Thinking the card surface may have been scraped Rosen immediately emailed the eBay seller and asked if the there was a scrape on the card. The eBay seller replied back, stating the card did not contain a scrape.
“So I bought the card, I think I bought it for $150 or something like that,” Rosen said.
When Rosen received the card in the mail, he said he was pleased with it.
“It wasn’t scraped or scratched or painted over,” he said. “Those were my worst fears.”
After personally seeing the physical card, Rosen said he wondered how he, and the rest of the Hobby missed the variation over the years.
“Especially considering the small variations out there like the (Gene) Baker error (card in 1957 Topps),” Rosen said. “This is obviously much bigger of a player and it’s right there in front of you.”
Rosen, who at one time worked for Kit Young, added that the card is not miscut because the white border on the left side of the card is present.
With the card in hand, Rosen contacted Sportscard Guaranty (SGC) to see if the company would grade the card as variation. He said he was told that multiple cards with part of the diamond portion of the card missing would need to be found and submitted for it to be graded and labeled as a variation.
“I started looking for more and didn’t find a single one until I went to the Philly show and in the entire show I found one and bought it,” Rosen said. “It was the exact same thing, missing that third base area.
“Then I started looking more and more and didn’t find any. So on top of it being a variation, it’s potentially a very tough variation. Unless everyone who has a 1955 Jackie Robinson has them in their collections and don’t know it.”
Rosen said it took about six months for him to find a third card with part of the diamond logo missing.
He took the cards to the National Sports Collectors Convention in Cleveland and spoke with a dealer who had a stack of 12 1955 Topps Jackie Robinson cards at his booth. Rosen showed one of his Robinson cards to the dealer and asked if he had one like it. Rosen said the dealer didn’t notice the partial diamond on the card.
“He said, ‘Holy cow, I didn’t even see it,’” Rosen said. “It’s not recognizable, and I think that’s why it slipped through all these years.”
Of the 12 1955 Topps Jackie Robinson cards the dealer had, none of them were missing part of the diamond logo on the card.
Not only did Rosen search for more Robinson cards, he also searched for all Dodgers cards from the 1955 Topps Baseball set to see if it was an issue with cards featuring the Dodgers logo. None of the Dodgers cards he saw were missing part of the diamond logo.

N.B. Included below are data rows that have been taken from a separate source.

PR #716, opened 2017-12-21
[DH-819] [DH-1000] Documents access permissions for Company and Contact.

elcct:
This adds two permissions `company.read_contact_document` and `company.read_company_document`. If user doesn't have them, then she/he will be unable to see `archived_documents_url_path` in corresponding entities.


datahub/company/serializers.py
```diff
@@ -113,6 +114,16 @@ class Meta:
             'archived_documents_url_path',
         )
 
+    def __init__(self, *args, **kwargs):
+        """Initialise Contact serialiser and check permissions."""
+        super().__init__(*args, **kwargs)
+        context = kwargs.get('context')
+        if context and 'request' in context:
```
reupen: Are we able to separate the logic for this so that we can reuse it for both companies and contacts?

I mean define something on Meta saying that `archived_documents_url_path` needs `f'company.{ContactPermission.read_contact_document}'`. And use e.g. a mixin to enforce it.

It might be nicer to override get_fields() and put the logic in there.

elcct: That's actually a very good idea. I am going to look into it. Thanks!

elcct: @reupen I have updated the serializers following your suggestions.

datahub/company/serializers.py
```diff
@@ -14,6 +15,28 @@
 MAX_LENGTH = settings.CHAR_FIELD_MAX_LENGTH
 
 
+class PermittedFieldsSerializer(serializers.ModelSerializer):
+    """Lets you get permitted fields only.
+
+    Needs 'permissions' key in extra_kwargs Meta class in following format:
+    extra_kwargs = {
+        'app_name.permission': 'field'
+    }
```
marcofucci: I think you meant this ;-)
```
extra_kwargs = {
    'permissions': {
        'app_name.permission': 'field'
    }
}
```

datahub/company/serializers.py
```diff
@@ -14,6 +15,30 @@
...
+
+    def get_fields(self):
+        """Gets filtered dictionary of fields based on permissions."""
+        fields = super().get_fields()
+        request = self.context.get('request', None)
+        if request:
+            permissions = self.get_extra_kwargs().get('permissions', {})
+            for permission, field in permissions.items():
+                if not request.user.has_perm(permission):
+                    fields.pop(field)
```
reupen: Would go with `del fields[field]` since the return value from `dict.pop()` isn't used.

elcct: Oh, I merged before seeing your comment. Can do a PR with an update.

datahub/company/serializers.py
```diff
@@ -14,6 +15,30 @@
 MAX_LENGTH = settings.CHAR_FIELD_MAX_LENGTH
 
 
+class PermittedFieldsSerializer(serializers.ModelSerializer):
+    """Lets you get permitted fields only.
+
+    Needs 'permissions' key in extra_kwargs Meta class in following format:
+    extra_kwargs = {
+        'permissions': {
+            'app_name.permission': 'field'
```
reupen: Just to note that this structure doesn't let you use the same permission for multiple fields. (It's fine though as we can change it later if needed.)

PR #719, opened 2017-12-22
Deprecate OMIS billing phone/email/contact name

marcofucci:
This makes `billing_contact_name`, `billing_phone` and `billing_email` readonly with its values set only in previous orders.


reupen:
editable=False removes them from admin, did you intend for that to happen? (They're still in the admin fields.)

marcofucci:
@reupen yep, all the fields in the admin are readonly.

reupen:
Yeah but they're not displayed in admin at all now, so it doesn't make sense to list them in OrderAdmin.

marcofucci:
oh they still show up in the admin, that's weird that the docs say that.

reupen:
Oh yes, they are showing up. I guess it's only if the admins fields aren't explicitly defined.

PR #720, opened 2017-12-22
[DH-819] [DH-1000] Fix migration.

elcct:
This makes `makemigrations` work correctly.


elcct:
That is correct. I have updated the PR.

PR #721, opened 2017-12-22
Optimise OMIS order migration

marcofucci:
This optimises one of the squashed omis migrations to make it quicker to run.

@feedmypixel this should speed things up a little.


marcofucci:
@reupen very true, reorganised the dependencies and it's now fully flat!

PR #723, opened 2017-12-27
Add management command for updating company headquarter types

reupen:
DH-1401

### DIFF
--- a/datahub/dbmaintenance/test/commands/test_update_company_headquarter_type.py
+++ b/datahub/dbmaintenance/test/commands/test_update_company_headquarter_type.py
@@ -1,0 +1,160 @@
+from io import BytesIO
+from uuid import UUID
+
+import pytest
+from django.core.management import call_command
+from reversion.models import Version
+
+from datahub.company.test.factories import CompanyFactory
+from datahub.core.constants import HeadquarterType
+
+pytestmark = pytest.mark.django_db
+
+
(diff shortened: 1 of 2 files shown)


datahub/dbmaintenance/test/commands/test_update_company_headquarter_type.py
```diff
@@ -0,0 +1,163 @@
...
+    assert 'Company matching query does not exist' in err
+    assert err.count('Failed') == 1
+
+    assert company_no_hq_type.headquarter_type_id is None
+    assert company_ghq.headquarter_type_id == UUID(HeadquarterType.ghq.value.id)
+    assert company_ehq.headquarter_type_id == UUID(HeadquarterType.ehq.value.id)
+    assert company_ukhq.headquarter_type_id == UUID(HeadquarterType.ukhq.value.id)
+
+
+AUDIT_LOG_MESSAGE = 'Headquarter type data migration correction.'
```
elcct: Just thinking, if using constant like that, maybe it would be better to declare it in the command itself and use there and then perhaps import in the test for comparison.

reupen: We need to change all of the commands then :)

I'll just get rid of the constant. (I think I was going to reuse it, but looks like I didn't.)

Rosen said he is aware of a Robinson card in the Hobby with part of the diamond logo missing that has been graded an 8.
“However it’s not marked as a variation because he had it slabbed before,” Rosen said.
The three Robinson partial diamond cards Rosen has were graded by SGC, with two of them receiving grades of 5, and the other receiving a grade of 1.5. The label for each graded cards contains the designation “Partial Diamond.”
“To me it’s legitimately scarce,” Rosen said. “I go to all the shows and my biggest surprise (is I couldn’t find more cards of the partial diamond variation),” Rosen said. “It’s wasn’t like I was trying to make a splash at the National as far as headlines. I was looking to pick up some more. There wasn’t one at the National.”
He said that he’s not sure what he will do with the three variation cards he does have.
“There are some people who really don’t care about variations, but there are some people that you know, if this is deemed a true variation, which it has been, I think people that build master sets and stuff like that are going to need it,” he said. “Even if you are a star card collector you want the Jackie Robinson variation. I’m not saying price-wise it’s going to be the same but it’s the same caliber of variation.”
The Hobby will have to wait and see if more 1955 Topps Jackie Robinson cards surface that have part of the diamond logo missing.